### Problem details
Return only those lines of the listing that hold the word "Torch".

====== Exercise inputs ======

PR #1009, opened 2016-08-27
Gradient Ascent for Caffe and Torch + Layer Viz

Lucaszw:
Do Not Merge!
<b> Gradient Ascent For Torch and Caffe + Layer Visualizations. </b> 
Things left to do: 

- Add receptive field calculation for Torch . Perhaps this step could be moved out of tools, and into the views before rendering (giving the user options to dev # deviations, size of bounding box etc.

======

### Expected answer
Gradient Ascent for Caffe and Torch + Layer Viz
<b> Gradient Ascent For Torch and Caffe + Layer Visualizations. </b> 
- Add receptive field calculation for Torch . Perhaps this step could be moved out of tools, and into the views before rendering (giving the user options to dev # deviations, size of bounding box etc.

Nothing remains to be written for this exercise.